This project is a Wine Pairing Recommendation System built with Python that provides personalized wine recommendations based on food descriptors. It leverages web scraping (Selenium), Natural Language Processing (NLP) techniques like Word2Vec, TF-IDF, PCA, and clustering (K-Means) for pairing wines with food. Aroma-based pairings are calculated using cosine similarity, and the results are visualized with Plotly, Matplotlib, and served via a Streamlit web interface.
The data used in this project is obtained from several online wine shops.
- Wine Database Construction: Built a wine database using web scraping with Selenium to collect wine details from online sources.
- Descriptor Analysis: Applied NLP techniques such as Word2Vec, TF-IDF, and PCA to analyze wine and food descriptors for better matching.
- Wine Pairing: Used K-Means clustering for grouping similar wine types. Calculated cosine similarity between wine and food descriptors to recommend suitable pairings.
- Visualization: Visualized the wine pairing results using Matplotlib (radar plots) and Plotly (interactive charts).
- Streamlit Interface: Developed a user-friendly interface with Streamlit for real-time food and wine pairing suggestions.

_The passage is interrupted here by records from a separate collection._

Issue #65, opened 2025-01-30
Backticks in input GraphQL schema file break resolver output


danielfinke:
If you use backticks in an input GraphQL schema file, such as in the following field and type descriptions,

```graphql
# Comment test with "double quotes" and 'single quotes'

"Members of `Group`s"
type User {
  firstName: String
  lastName: String
  "Computed based on `firstName` and `lastName`"
  fullName: String
}

"Description test with 'single quotes'"
type Group {
  name: String
}
```

the output of `schemaDataModelJSON` in the resolver output will be badly formed and the module will break.

Backticks in comments are fine because they are already stripped from the schema. The example above includes other JS string delimiters to account for in the fix.

Command: `node ./neptune-for-graphql.js --input-schema-file test.graphql --output-no-lambda-zip`

PR #66, opened 2025-01-30
Improve string delimiter escaping in `schemaDataModelJSON`

danielfinke:
*Issue #, if available:* #65

*Description of changes:*

Wrap the JSON in single quotes instead of backticks to reduce the escape sequence surface area. Escape any single quotes in the stringified JSON. This handles single and double quotes and backticks in the input schema's scalar, field/type/etc. descriptions.

- add test `Case03.02` to check output for schema with string delimiters
- update other `outputReference` resolvers
- add templates to lint check
  - fix resulting ESLint errors in templates
- exclude output from ESLint rules (hide errors for those files when using editor integrations)

copied changes from aws/amazon-neptune-for-graphql#61:

- fix query result tests that were sensitive to object key order (use `toEqual` instead of strict JSON string equality)
- also check output file size of `.cjs` resolver in test `Case01.02`
- fix running test `Case01.04` (use `.cjs` extension)


andreachild:
Hi @danielfinke hoping to review this sometime this week

src/resolverJS.js
```diff
@@ -15,12 +15,13 @@ import { loggerError } from "./logger.js";
 
 function resolverJS (schemaModel, queryLanguage, queryClient, __dirname) {
     let code = '';
-    const queryDataModelJSON = JSON.stringify(schemaModel, null, 2);
```
Cole-Greer, line 18: Hi @danielfinke, I wanted to ask about the reasoning for dropping the space argument from the call to `JSON.stringify()`. I think there is some value lost in the legibility of the formatted output.

andreachild:
@danielfinke I am curious about the driving factor of this PR. Is it to resolve ESLint issues or did you find a scenario which produced a graphQL schema that wasn't working correctly with the current escaping logic?

src/resolverJS.js
danielfinke: @Cole-Greer this is a caveat of using `'` as the delimiter: multi-line strings are not available

danielfinke:
@andreachild It was for a schema that would break the module - the JS syntax would become invalid. I have an example schema in #65.

@andreachild @Cole-Greer I think a better optional overall, if it acceptable, would be writing the schema data model JSON to a bundled `.json` file that is read by the resolver using `fs.readFile`. I haven't thought about any issues with that yet. Maybe a follow-up issue after this one is merged?

andreachild:
> @andreachild @Cole-Greer I think a better optional overall, if it acceptable, would be writing the schema data model JSON to a bundled `.json` file that is read by the resolver using `fs.readFile`. I haven't thought about any issues with that yet. Maybe a follow-up issue after this one is merged?

I very much like your idea of moving the schema to its own file and would prefer to skip changing the escaping logic as an intermediate step.

PR #369, opened 2013-03-15
Small tkinter-related fixes

kmike:
- Use lower-cased tkinter module name (uppercased may fail in Python 3.x on case-sensitive filesystems, and lower-cased tkinter it is fixed by nltk.compat for Python 2.x);
- imports in nltk.sem.drt_glue_demo are fixed (I didn't try the demo, but the code looks OK - I think it should work in 3.x as-is)

### DIFF
--- a/nltk/__init__.py
+++ b/nltk/__init__.py
@@ -155,7 +155,7 @@ else:
 
 from .downloader import download, download_shell
 try:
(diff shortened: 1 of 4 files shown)


alexrudnick:
Looks good, thanks!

- Python: Main programming language
- Selenium: For web scraping and building a wine database
- Word2Vec: NLP technique for word embeddings
- TF-IDF: Text feature extraction for food and wine descriptors
- PCA: Dimensionality reduction for feature analysis
- K-Means: Clustering wines for better pairing analysis
- Cosine Similarity: For measuring similarity between aromas
- Matplotlib: For radar plots and visualizations
- Plotly: For interactive plots and charts
- Streamlit: For building the web interface
TBC
To run this notebook, simply clone this repository and open it in Jupyter Notebook or Google Colab. You can also view it on GitHub.